We’ve observed here before that Ed Miliband makes all the right noises about the importance of entrepreneurship but does not exactly exude familiarity with the concept.
Alex Smith, a former aide to Miliband, has already garnered some attention this morning for his article calling for the Labour leadership to hammer home the pro-business message.
Here is an extract from LabourList: it’s not quite as one-sided as you might think – and includes a warning about how the party has, in the past, been a bit too keen to get close to tycoons. But Smith’s suggestion that Miliband needs to “learn” how to “truly understand” business is telling.
Looking back, it’s easy to see why Peter Mandelson’s tongue got the better of him when he said he was “intensely relaxed about people getting filthy rich…as long as they pay their taxes”. We have at times been too close to big business, during the past two decades in particular. Cash for peerages, ‘Hoongate’ and other scandals have entrenched the perception that some in the Labour Party are obsessed with their own wealth creation at the expense of social justice.
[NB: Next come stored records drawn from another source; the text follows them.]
PR #251, opened 2026-07-16
block/045,046: add bio read-bounce alignment regression tests

0wnerDied:
## Summary

Add two regression tests for block-layer bvec alignment:

- `block/045` covers the boundary where alignment removes the only extracted bvec. It expects the direct read to fail with `EFAULT` without an out-of-bounds access.
- `block/046` covers the bounced direct-read double unpin. It keeps an io_uring fixed-buffer registration active and verifies that the registered page is not freed prematurely.

Both tests create and remove their own `null_blk` device, so no external test device is required.

## Background

Linux commit `e7b8b3c5b2a65595d506ffedafac66f0a11fbdc2` (`block: align down bounces bios`) introduced the bounced-read double unpin. Commit `df308a14585649f7683a560f5c94978ab4f8224d` (`block: fix aligning of bounced dio read bios`) fixes it.

`block/045` preserves a separate full-trim boundary case found while testing an intermediate revision of that fix. The intermediate loop accessed memory before the bvec array after consuming the final bvec; the issue was corrected before `df308a145856` was merged. Therefore both the final commit and its parent are expected to pass this test.

For `block/046`, the test creates a memory-backed `null_blk` device, enables `queue/stable_writes` before mounting XFS, and performs the partial direct read through the XFS read-bounce path.

The helper records the fixed-buffer page's PFN before the read. After triggering the partial extraction, it removes the userspace mapping while leaving the io_uring registration active and checks that PFN through `/proc/kpageflags`. On a vulnerable kernel the double unpin allows the page to enter a free-page state; with the fix applied, the io_uring pin keeps it allocated.

## Validation

- v7.2-rc5 with `df308a145856`: revised `block/046` setup passed 10/10 runs.
- v7.2-rc5 with `df308a145856` reverted: revised `block/046` setup failed 10/10 runs with `fixed-buffer page was freed (flags 0)`.
- `block/045` passed on v7.2-rc5 both with and without `df308a145856`, as expected for this boundary-only coverage.
- `block/045` passed with both normal and zoned self-configured `null_blk` devices after leaving the device at its default capacity.

### DIFF
--- a/src/bio-bounce-read.c
+++ b/src/bio-bounce-read.c
@@ -1,0 +1,155 @@
+// SPDX-License-Identifier: GPL-3.0+
+/* Copyright (C) 2026 0wnerD1ed */
+
+#define _GNU_SOURCE
+
+#include <err.h>
+#include <errno.h>
+#include <fcntl.h>
+#include <linux/io_uring.h>
+#include <linux/kernel-page-flags.h>
+#include <limits.h>
+#include <sched.h>
+#include <stdint.h>
+#include <stdlib.h>
+#include <string.h>
+#include <sys/mman.h>
+#include <sys/syscall.h>
+#include <sys/uio.h>
+#include <unistd.h>
+
+static size_t page_size;
+
+#define PAGEMAP_PRESENT (1ULL << 63)
+#define PAGEMAP_PFN_MASK ((1ULL << 55) - 1)
+
+static void *map(size_t size, int prot)
+{
+	void *p = mmap(NULL, size, prot, MAP_PRIVATE | MAP_ANONYMOUS, -1, 0);
+
+	if (p == MAP_FAILED)
+		err(EXIT_FAILURE, "mmap");
+	return p;
+}
+
+static uint64_t read_u64(int fd, off_t offset, const char *name)
+{
+	uint64_t value;
+
+	if (pread(fd, &value, sizeof(value), offset) != sizeof(value))
+		err(EXIT_FAILURE, "%s", name);
+	return value;
+}
+
+static uint64_t pagemap_pfn(int fd, const void *p)
+{
+	uint64_t entry;
+	off_t offset = (uintptr_t)p / page_size * sizeof(entry);
+
+	entry = read_u64(fd, offset, "pagemap");
+	if (!(entry & PAGEMAP_PRESENT) || !(entry & PAGEMAP_PFN_MASK))
+		errx(EXIT_FAILURE, "pagemap PFN unavailable");
+	return entry & PAGEMAP_PFN_MASK;
+}
+
+static void pin_cpu(void)
+{
+	cpu_set_t set;
+	int cpu = sched_getcpu();
+
+	if (cpu < 0)
+		err(EXIT_FAILURE, "sched_getcpu");
+	CPU_ZERO(&set);
+	CPU_SET(cpu, &set);
+	if (sched_setaffinity(0, sizeof(set), &set))
+		err(EXIT_FAILURE, "sched_setaffinity");
+}
+
+static int bounce_read(const char *size, const char *path)
+{
+	struct io_uring_params params = {};
+	void *first, *middle, *bad;
+	struct iovec fixed, iov[3];
+	uint64_t first_pfn, flags;
+	unsigned long block_size;
+	int memfd, pagemap_fd, kpageflags_fd, ring_fd, fd;
+	ssize_t ret;
+
+	block_size = strtoul(size, NULL, 10);
+	if (!block_size || block_size > UINT_MAX || block_size > page_size ||
+	    (block_size & (block_size - 1)))
+		errx(EXIT_FAILURE, "invalid block size");
+	pin_cpu();
+
+	memfd = syscall(SYS_memfd_create, "bio-bounce", 0);
+	if (memfd < 0 || ftruncate(memfd, page_size))
+		err(EXIT_FAILURE, "memfd");
+	first = mmap(NULL, page_size, PROT_READ | PROT_WRITE, MAP_SHARED, memfd,
+		     0);
+	if (first == MAP_FAILED)
+		err(EXIT_FAILURE, "mmap");
+	middle = map(block_size, PROT_READ | PROT_WRITE);
+	bad = map(block_size, PROT_NONE);
+	memset(first, 'A', page_size);
+	memset(middle, 'B', block_size);
+
+	pagemap_fd = open("/proc/self/pagemap", O_RDONLY);
+	if (pagemap_fd < 0)
+		err(EXIT_FAILURE, "pagemap");
+	first_pfn = pagemap_pfn(pagemap_fd, first);
+	kpageflags_fd = open("/proc/kpageflags", O_RDONLY);
+	if (kpageflags_fd < 0)
+		err(EXIT_FAILURE, "kpageflags");
+
+	ring_fd = syscall(SYS_io_uring_setup, 2, &params);
+	if (ring_fd < 0)
+		err(EXIT_FAILURE, "io_uring_setup");
+	fixed = (struct iovec){ first, page_size };
+	if (syscall(SYS_io_uring_register, ring_fd, IORING_REGISTER_BUFFERS,
+		    &fixed, 1) < 0)
+		err(EXIT_FAILURE, "io_uring_register");
+
+	iov[0] = (struct iovec){ first, 1 };
+	iov[1] = (struct iovec){ middle, block_size };
+	iov[2] = (struct iovec){ bad, block_size - 1 };
+	fd = open(path, O_RDONLY | O_DIRECT);
+	if (fd < 0)
+		err(EXIT_FAILURE, "open %s", path);
+	errno = 0;
+	ret = preadv(fd, iov, 3, 0);
+	if (ret != -1 || errno != EFAULT)
+		errx(EXIT_FAILURE, "preadv returned %zd (errno %d)", ret, errno);
+	close(fd);
+	munmap(first, page_size);
+	close(memfd);
+
+	flags = read_u64(kpageflags_fd, first_pfn * sizeof(flags),
+			 "kpageflags");
+	/*
+	 * The fixed-buffer pin must keep this page allocated. A page freed to a
+	 * Per-CPU Pageset (PCP) has no kpageflags, while a page drained to the
+	 * buddy allocator has KPF_BUDDY set. Either state shows that the page
+	 * was freed prematurely.
+	 */
+	if (!flags || (flags & (1ULL << KPF_BUDDY)))
+		errx(EXIT_FAILURE, "fixed-buffer page was freed (flags %#llx)",
+		     (unsigned long long)flags);
+
+	close(ring_fd);
+	close(kpageflags_fd);
+	close(pagemap_fd);
+	return EXIT_SUCCESS;
+}
+
+int main(int argc, char **argv)
+{
+	long size;
+
+	if (argc != 3)
+		return EXIT_FAILURE;
+	size = sysconf(_SC_PAGESIZE);
+	if (size <= 0)
+		errx(EXIT_FAILURE, "invalid page size");
+	page_size = size;
+	return bounce_read(argv[1], argv[2]);
+}
--- a/tests/block/045
+++ b/tests/block/045
@@ -1,0 +1,34 @@
+#!/bin/bash
+# SPDX-License-Identifier: GPL-3.0+
+# Copyright (C) 2026 0wnerD1ed
+#
+# Exercise the case where alignment removes the only extracted bvec. This
+# caught an out-of-bounds access in an intermediate revision of the patch that
+# became df308a145856 ("block: fix aligning of bounced dio read bios").
+
+. tests/block/rc
+. common/null_blk
+
+DESCRIPTION="test direct I/O full-trim bvec alignment"
+QUICK=1
+CAN_BE_ZONED=1
+
+requires() {
+	_have_null_blk
+}
+
+test() {
+	echo "Running ${TEST_NAME}"
+
+	if ! _configure_null_blk nullb1 power=1; then
+		echo "configuring null_blk failed"
+		return 1
+	fi
+
+	if ! src/bio-full-trim /dev/nullb1; then
+		echo "bio-full-trim helper failed"
+	fi
+
+	_exit_null_blk
+	echo "Test complete"
+}
--- a/src/.gitignore
+++ b/src/.gitignore
@@ -1,3 +1,4 @@
+/bio-full-trim
 /dio-offsets
 /discontiguous-io
 /loblksize
--- a/src/.gitignore
+++ b/src/.gitignore
@@ -1,3 +1,4 @@
+/bio-bounce-read
 /bio-full-trim
 /dio-offsets
 /discontiguous-io
--- a/src/Makefile
+++ b/src/Makefile
@@ -13,6 +13,7 @@ HAVE_C_DEF = $(shell if echo -e "$(H)include <$(1)>\n$(H)ifdef $(2)\nHAVE_$(2)\n
 		then echo 1;else echo 0; fi)
 
 C_TARGETS := \
+	bio-full-trim \
 	dio-offsets \
 	loblksize \
 	loop_change_fd \
--- a/src/Makefile
+++ b/src/Makefile
@@ -13,6 +13,7 @@ HAVE_C_DEF = $(shell if echo -e "$(H)include <$(1)>\n$(H)ifdef $(2)\nHAVE_$(2)\n
 		then echo 1;else echo 0; fi)
 
 C_TARGETS := \
+	bio-bounce-read \
 	bio-full-trim \
 	dio-offsets \
 	loblksize \
--- a/src/bio-full-trim.c
+++ b/src/bio-full-trim.c
@@ -1,0 +1,47 @@
+// SPDX-License-Identifier: GPL-3.0+
+/* Copyright (C) 2026 0wnerD1ed */
+
+#define _GNU_SOURCE
+
+#include <err.h>
+#include <errno.h>
+#include <fcntl.h>
+#include <linux/fs.h>
+#include <stdlib.h>
+#include <sys/ioctl.h>
+#include <sys/mman.h>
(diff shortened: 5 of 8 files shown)


src/bio-bounce.c
```diff
@@ -0,0 +1,171 @@
+// SPDX-License-Identifier: GPL-3.0-or-later
```
kawasaki: Blktests files have SPDX-License-Identifier "GPL-3.0+". I suggest to reword the line above for consistency. Same comment for other files.

src/bio-bounce.c
```diff
@@ -0,0 +1,171 @@
...
+	off_t offset = (uintptr_t)p / page_size * sizeof(entry);
+
+	if (pread(fd, &entry, sizeof(entry), offset) != sizeof(entry))
+		err(EXIT_FAILURE, "pagemap");
+	if (!(entry & PAGEMAP_PRESENT) || !(entry & PAGEMAP_PFN_MASK))
+		errx(EXIT_FAILURE, "pagemap PFN unavailable");
+	return entry & PAGEMAP_PFN_MASK;
+}
+
+static int full_trim(const char *path)
```
kawasaki: Is there any reason to have both "full-trim" and "bounce-read" test operations in a single file? This full_trim() function looks independent from bounce_read(). Also, these two tests have different test target: block device for full-trim, and a file on XFS for bounce-read. IMO, it's the better to separate this .c file for the two tests.

tests/block/045
```diff
@@ -0,0 +1,22 @@
+#!/bin/bash
+# SPDX-License-Identifier: GPL-3.0-or-later
+# Copyright (C) 2026 0wnerD1ed
+#
+# Regression test for patch "block: fix aligning of bounced dio read bios".
+# Exercise the case where alignment removes the only extracted bvec.
```
kawasaki: I assume that this test case also has a kernel side commit for fix. If so, it will be valuable to note the commit's git hash id here.

kawasaki (changes requested):
@0wnerDied Thanks for this PR. The two new test cases look valuable to me :) Please find the minor comments I made, and see if they make sense for you.

kawasaki:
Hi @0wnerDied , thanks for the patch. I have two general comments on this PR.

1. The two new test cases have single commit. I suggest to separate them into two commits, to follow "single commit - single purpose" principle.
2. Many of Linux sub-system developers prefer e-mail based reviews to GitHub pull requests. I suggest to post the commit to linux-block mailing list so that the key developers can review easily. If you prefer GitHub PR, it is still fine. In that case, I will post an e-mail to linux-block list to get their attention.

Thanks again for the contribution!

0wnerDied:
Thanks for the review. I have updated the PR accordingly:

- Changed the SPDX identifiers to GPL-3.0+.
- Split the two helpers into bio-full-trim.c and bio-bounce-read.c.
- Added the mainline fix commit, df308a145856 ("block: fix aligning of bounced dio read bios"), to both test descriptions.
- Split the tests into two separate signed commits.

I prefer to keep the GitHub PR. I would appreciate it if you could notify the linux-block mailing list for wider review.

Thanks again.

kawasaki:
Hi @0wnerDied, thank you for updating the patches.

I tried to run the new test cases.

- I ran the block/046 on v7.2-rc5 reverting the kernel commit df308a145856, and it passed. Is this expected?
- I ran the block/046 on v7.2-rc5 kernel, and it passes. Is this expected?

Now the two test cases implement test_device(). I'm guessing the test cases may be implemented with test() instead, using "_configure_null_blk nullb1": e.g., block/038. If we can do this, blktests users can run the test cases on systems that does not have real block devices. What do you think?

0wnerDied:
Hi @kawasaki, thanks for testing this and for catching the problem.

> I tried to run the new test cases.
> 
> * I ran the block/046 on v7.2-rc5 reverting the kernel commit df308a145856, and it passed. Is this expected?
> * I ran the block/046 on v7.2-rc5 kernel, and it passes. Is this expected?

Passing on v7.2-rc5 is expected. Passing after reverting df308a145856 was not expected; it showed that my previous oracle was too weak. It tried only 32 anonymous allocations and could miss the prematurely freed fixed-buffer page.

I have replaced that allocation spray with a direct per-PFN state check. The helper records the fixed-buffer PFN, triggers the partial bounced read, drops the userspace mapping while keeping the io_uring registration active, and then checks the PFN through /proc/kpageflags. On the vulnerable kernel the page has already entered a free-page state, while df308a145856 keeps it allocated through the io_uring pin.

> Now the two test cases implement test_device(). I'm guessing the test cases may be implemented with test() instead, using "_configure_null_blk nullb1": e.g., block/038. If we can do this, blktests users can run the test cases on systems that does not have real block devices. What do you think?

Both tests now implement test() and create nullb1 themselves. block/046 uses a memory-backed null_blk device and sets queue/stable_writes to 1 before mounting XFS, so it reaches the bounced direct-read path without requiring a real test device.

I validated the revised block/046 setup ten times on each kernel:

- v7.2-rc5 with df308a145856: 10/10 passed
- v7.2-rc5 with df308a145856 reverted: 10/10 failed with "fixed-buffer page was freed (flags 0)"

block/045 also passed with its self-configured null_blk device. The source build, shell syntax checks, and make check with ShellCheck 0.11.0 all pass.

I force-pushed the updated two-commit series as 8444e0b and bbeaca4. Thanks again for the useful review.

kawasaki:
Thanks for the fix. I also confirmed that block/046 now fails with v7.2-rc5 with df308a145856 reverted, and block/046 passes with v7.2-rc5 kernel. Goodl.

As to the block/045, I observe two problems:

1. When RUN_ZONED_TESTS=1 is specified in config, the test case fails to setup null_blk, because the size=16 is smaller than the default zone size 256. I suggest to drop the option size=16.
2. block/045 passes even with v7.2-rc5 with df308a145856 reverted. Is this same in your environment?

src/bio-bounce-read.c
```diff
@@ -0,0 +1,150 @@
...
+	ret = preadv(fd, iov, 3, 0);
+	if (ret != -1 || errno != EFAULT)
+		errx(EXIT_FAILURE, "preadv returned %zd (errno %d)", ret, errno);
+	close(fd);
+	munmap(first, page_size);
+	close(memfd);
+
+	flags = read_u64(kpageflags_fd, first_pfn * sizeof(flags),
+			 "kpageflags");
+	/* PCP free pages have no flags; buddy-list pages set KPF_BUDDY. */
```
kawasaki: I think this flags check is one of the keys of the test. How about to add some more description here? "Unexpected flag indicates that the fixed-buffer was freed". Also, spell out of PCP (Per-CPU Pagesets) might be kind for newbies.

0wnerDied:
> Thanks for the fix. I also confirmed that block/046 now fails with v7.2-rc5 with df308a145856 reverted, and block/046 passes with v7.2-rc5 kernel. Goodl.
> 
> As to the block/045, I observe two problems:
> 
> 1. When RUN_ZONED_TESTS=1 is specified in config, the test case fails to setup null_blk, because the size=16 is smaller than the default zone size 256. I suggest to drop the option size=16.
> 2. block/045 passes even with v7.2-rc5 with df308a145856 reverted. Is this same in your environment?

Thx for checking both cases.

Yep your zoned null_blk observation is correct. With RUN_ZONED_TESTS=1, _configure_null_blk adds zoned=1, while size=16 is smaller than null_blk's default 256 MiB zone size. I'll drop size=16 and let this non-memory-backed test use the default null_blk capacity. 

Also I reproduced your second result. block/045 passes on my v7.2-rc5 kernel with df308a145856 reverted as well. This is expected, although the current description does not explain it clearly. It's not intended to distinguish the original implementation from df308a145856. The original do-while loop already handled the single-bvec full-trim case correctly. The test covers a boundary regression that appeared in an intermediate revision of the fix: after consuming the final bvec, that loop evaluated the next condition through a pointer before the bvec array and triggered KASAN. The condition was corrected before df308a145856 was merged.

After I reported that result while testing the fix series, Christoph asked me to contribute the reproducers to blktests. So I think I need to keep block/045 as coverage for that full-trim boundary, but reword its description and commit message so they do not imply that the parent of df308a145856 should fail.

I'll do changes this day later :-)

src/bio-bounce-read.c
0wnerDied: Ah, agreed. This check should explain both the invariant and what the two flag states mean. I'll expand the comment later.

kawasaki:
Thanks for the clarification. I reverted the commit df308a145856 from v7.2-rc5 kernel, then applied [the v1 fix patch](https://lore.kernel.org/linux-block/20260713152912.2333321-1-hch@lst.de/). With this, I confirmed the block/045 fails:

```
[   90.120815] [   T1076] run blktests block/045 at 2026-08-02 15:05:55
[   90.203763] [   T1076] null_blk: disk nullb1 created
[   90.260941] [   T1096] ==================================================================
[   90.262170] [   T1096] BUG: KASAN: stack-out-of-bounds in bio_iov_iter_align_down+0x23b/0x310
[   90.263482] [   T1096] Read of size 4 at addr ffff88813efe77d8 by task bio-full-trim/1096

[   90.265039] [   T1096] CPU: 2 UID: 0 PID: 1096 Comm: bio-full-trim Not tainted 7.2.0-rc5+ #647 PREEMPT(full)
[   90.265043] [   T1096] Hardware name: QEMU Standard PC (i440FX + PIIX, 1996), BIOS 1.17.0-10.fc44 06/10/2025
[   90.265047] [   T1096] Call Trace:
[   90.265049] [   T1096]  <TASK>
[   90.265051] [   T1096]  dump_stack_lvl+0x6a/0x90
[   90.265059] [   T1096]  print_report+0x14b/0x4b0
[   90.265063] [   T1096]  ? __virt_addr_valid+0x150/0x4d0
[   90.265067] [   T1096]  ? __virt_addr_valid+0x228/0x4d0
[   90.265071] [   T1096]  kasan_report+0xd5/0x100
[   90.265075] [   T1096]  ? bio_iov_iter_align_down+0x23b/0x310
[   90.265079] [   T1096]  ? bio_iov_iter_align_down+0x23b/0x310
[   90.265085] [   T1096]  bio_iov_iter_align_down+0x23b/0x310
[   90.265090] [   T1096]  __blkdev_direct_IO_simple+0x469/0x830
[   90.265093] [   T1096]  ? __pfx_perf_event_mmap+0x10/0x10
[   90.265098] [   T1096]  ? __pfx___blkdev_direct_IO_simple+0x10/0x10
[   90.265106] [   T1096]  ? __lock_acquire+0x3d2/0x2440
[   90.265113] [   T1096]  ? __lock_acquire+0x3d2/0x2440
[   90.265116] [   T1096]  ? __lock_acquire+0x3d2/0x2440
[   90.265120] [   T1096]  blkdev_direct_IO+0x9d0/0x1e90
[   90.265123] [   T1096]  ? reacquire_held_locks+0xe2/0x230
[   90.265126] [   T1096]  ? __mark_inode_dirty+0xaec/0x10f0
[   90.265130] [   T1096]  ? do_raw_spin_lock+0x12d/0x280
[   90.265133] [   T1096]  ? lock_acquire+0x1a9/0x320
[   90.265135] [   T1096]  ? find_held_lock+0x2b/0x80
[   90.265139] [   T1096]  ? __mark_inode_dirty+0x62d/0x10f0
[   90.265142] [   T1096]  ? __pfx_blkdev_direct_IO+0x10/0x10
[   90.265146] [   T1096]  ? lock_is_held_type+0xf6/0x1b0
[   90.265150] [   T1096]  ? rcu_lockdep_current_cpu_online+0x39/0x180
[   90.265154] [   T1096]  ? rcu_read_lock_any_held+0x66/0xa0
[   90.265157] [   T1096]  ? touch_atime+0x2c9/0x620
[   90.265162] [   T1096]  blkdev_read_iter+0x223/0x440
[   90.265166] [   T1096]  vfs_read+0x6f4/0xb30
[   90.265169] [   T1096]  ? do_raw_spin_unlock+0x55/0x230
[   90.265173] [   T1096]  ? __pfx_vfs_read+0x10/0x10
[   90.265184] [   T1096]  __x64_sys_pread64+0x18d/0x250
[   90.265187] [   T1096]  ? __pfx___x64_sys_pread64+0x10/0x10
[   90.265191] [   T1096]  ? rcu_read_unlock+0x17/0x60
[   90.265194] [   T1096]  ? lock_release+0x1b5/0x340
[   90.265197] [   T1096]  do_syscall_64+0xdf/0x790
[   90.265201] [   T1096]  ? rcu_read_unlock+0x1c/0x60
[   90.265203] [   T1096]  ? do_fault+0x711/0x1320
[   90.265206] [   T1096]  ? rcu_read_unlock+0x17/0x60
[   90.265208] [   T1096]  ? lock_release+0x1b5/0x340
[   90.265213] [   T1096]  ? __handle_mm_fault+0x10e9/0x1d50
[   90.265219] [   T1096]  ? __lock_acquire+0x3d2/0x2440
[   90.265222] [   T1096]  ? __pfx___css_rstat_updated+0x10/0x10
[   90.265228] [   T1096]  ? lock_acquire+0x199/0x320
[   90.265230] [   T1096]  ? count_memcg_events_mm.constprop.0+0x22/0x130
[   90.265233] [   T1096]  ? rcu_is_watching+0x11/0xb0
[   90.265236] [   T1096]  ? count_memcg_events+0x107/0x4c0
[   90.265239] [   T1096]  ? find_held_lock+0x2b/0x80
[   90.265242] [   T1096]  ? rcu_read_unlock+0x17/0x60
[   90.265245] [   T1096]  ? lock_release+0x1b5/0x340
[   90.265248] [   T1096]  ? find_held_lock+0x2b/0x80
[   90.265252] [   T1096]  ? exc_page_fault+0x94/0x140
[   90.265254] [   T1096]  ? lock_release+0x1b5/0x340
[   90.265258] [   T1096]  ? rcu_is_watching+0x11/0xb0
[   90.265262] [   T1096]  ? trace_hardirqs_on+0x14/0x190
[   90.265264] [   T1096]  ? preempt_count_add+0x7f/0x190
[   90.265267] [   T1096]  ? do_syscall_64+0x5d/0x790
[   90.265270] [   T1096]  ? do_syscall_64+0x8d/0x790
[   90.265272] [   T1096]  ? irqentry_exit+0xfc/0x810
[   90.265277] [   T1096]  entry_SYSCALL_64_after_hwframe+0x76/0x7e
[   90.265280] [   T1096] RIP: 0033:0x7fa696d8a08e
[   90.265283] [   T1096] Code: 4d 89 d8 e8 94 bd 00 00 4c 8b 5d f8 41 8b 93 08 03 00 00 59 5e 48 83 f8 fc 74 11 c9 c3 0f 1f 80 00 00 00 00 48 8b 45 10 0f 05 <c9> c3 83 e2 39 83 fa 08 75 e7 e8 03 ff ff ff 0f 1f 00 f3 0f 1e fa
[   90.265286] [   T1096] RSP: 002b:00007ffd9cd63770 EFLAGS: 00000202 ORIG_RAX: 0000000000000011
[   90.265291] [   T1096] RAX: ffffffffffffffda RBX: 0000000000001000 RCX: 00007fa696d8a08e
[   90.265293] [   T1096] RDX: 0000000000000200 RSI: 00007fa696f24fff RDI: 0000000000000003
[   90.265294] [   T1096] RBP: 00007ffd9cd63780 R08: 0000000000000000 R09: 0000000000000000
[   90.265296] [   T1096] R10: 0000000000000000 R11: 0000000000000202 R12: 00007ffd9cd63938
[   90.265297] [   T1096] R13: 0000000000000002 R14: 0000000000000003 R15: 00007fa696f24000
[   90.265305] [   T1096]  </TASK>

[   90.335030] [   T1096] The buggy address belongs to stack of task bio-full-trim/1096
[   90.336475] [   T1096]  and is located at offset 248 in frame:
[   90.337631] [   T1096]  __blkdev_direct_IO_simple+0x0/0x830

[   90.339416] [   T1096] This frame has 2 objects:
[   90.340374] [   T1096]  [48, 184) 'bio'
[   90.340377] [   T1096]  [256, 320) 'inline_vecs'

[   90.342786] [   T1096] The buggy address belongs to the physical page:
[   90.343958] [   T1096] page: refcount:0 mapcount:0 mapping:0000000000000000 index:0x0 pfn:0x13efe7
[   90.345446] [   T1096] flags: 0x17ffffc0000000(node=0|zone=2|lastcpupid=0x1fffff)
[   90.346752] [   T1096] raw: 0017ffffc0000000 0000000000000000 ffffea0004fbf9c8 0000000000000000
[   90.348125] [   T1096] raw: 0000000000000000 0000000000000000 00000000ffffffff 0000000000000000
[   90.349513] [   T1096] page dumped because: kasan: bad access detected

[   90.351294] [   T1096] Memory state around the buggy address:
[   90.352380] [   T1096]  ffff88813efe7680: 00 00 00 00 00 00 00 00 00 00 00 00 f1 f1 f1 f1
[   90.353729] [   T1096]  ffff88813efe7700: f1 f1 00 00 00 00 00 00 00 00 00 00 00 00 00 00
[   90.355103] [   T1096] >ffff88813efe7780: 00 00 00 f2 f2 f2 f2 f2 f2 f2 f2 f2 00 00 00 00
[   90.356514] [   T1096]                                                     ^
[   90.357748] [   T1096]  ffff88813efe7800: 00 00 00 00 f3 f3 f3 f3 00 00 00 00 00 00 00 00
[   90.359137] [   T1096]  ffff88813efe7880: 00 00 00 00 00 00 00 00 00 00 00 00 00 00 00 00
[   90.360531] [   T1096] ==================================================================
[   90.362059] [   T1096] Disabling lock debugging due to kernel taint
[   90.733507] [   T1123] null_blk: disk nullb0 created
[   90.734825] [   T1123] null_blk: module loaded
[   90.852660] [   T1076] run blktests block/045 at 2026-08-02 15:05:55
[   90.887280] [   T1076] null_blk: nullb1: using native zone append
[   90.896279] [   T1076] null_blk: disk nullb1 created
[  328.965251] [   T1236] null_blk: disk nullb0 created
[  328.966506] [   T1236] null_blk: module loaded
```

IOW, I confirmed that block/045 confirms the real bug which appeared during the development of the kernel commit df308a145856.

kawasaki:
@0wnerDied I merged this PR. Thank you again for the contribution!

PR #252, opened 2026-07-22
docs: add fully annotated configuration example

dwsuse:
Adds config.example with detailed comments for all required and optional settings to make initial setup easier for new users.

### DIFF
--- a/config.example
+++ b/config.example
@@ -1,0 +1,169 @@
+# blktests example configuration file
+#
+# Copy this file to "config" (or pass it with "./check -c config.example")
+# and adjust the settings for your environment.
+#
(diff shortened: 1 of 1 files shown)


kawasaki:
Thanks! It was my long due, and now I'm happy to have the config.example.

Just a side not: during review I found that the three config parameters OUTPUT, LOGGER_PROG and MODPROBE_PATIENT_RM_TIMEOUT_SECONDS are in the config.example, but not documented in Documentation/running-tests.md. It might be add descriptions for them in running-tests.md for completeness.

igaw:
I didn't know them either, but copilot found them :)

But that does not mean that we shouldn’t be serious about enterprise as we look to the future. As Ed Miliband considers what the Labour Party should stand for under his leadership, and how the party defines its mission in the post-recessionary age, it is vital that he places enterprise at the very core of that thinking, and at the very heart of what our movement represents. Just paying lip service to business is not enough: Miliband must immerse himself in enterprise, and learn to truly understand and value it.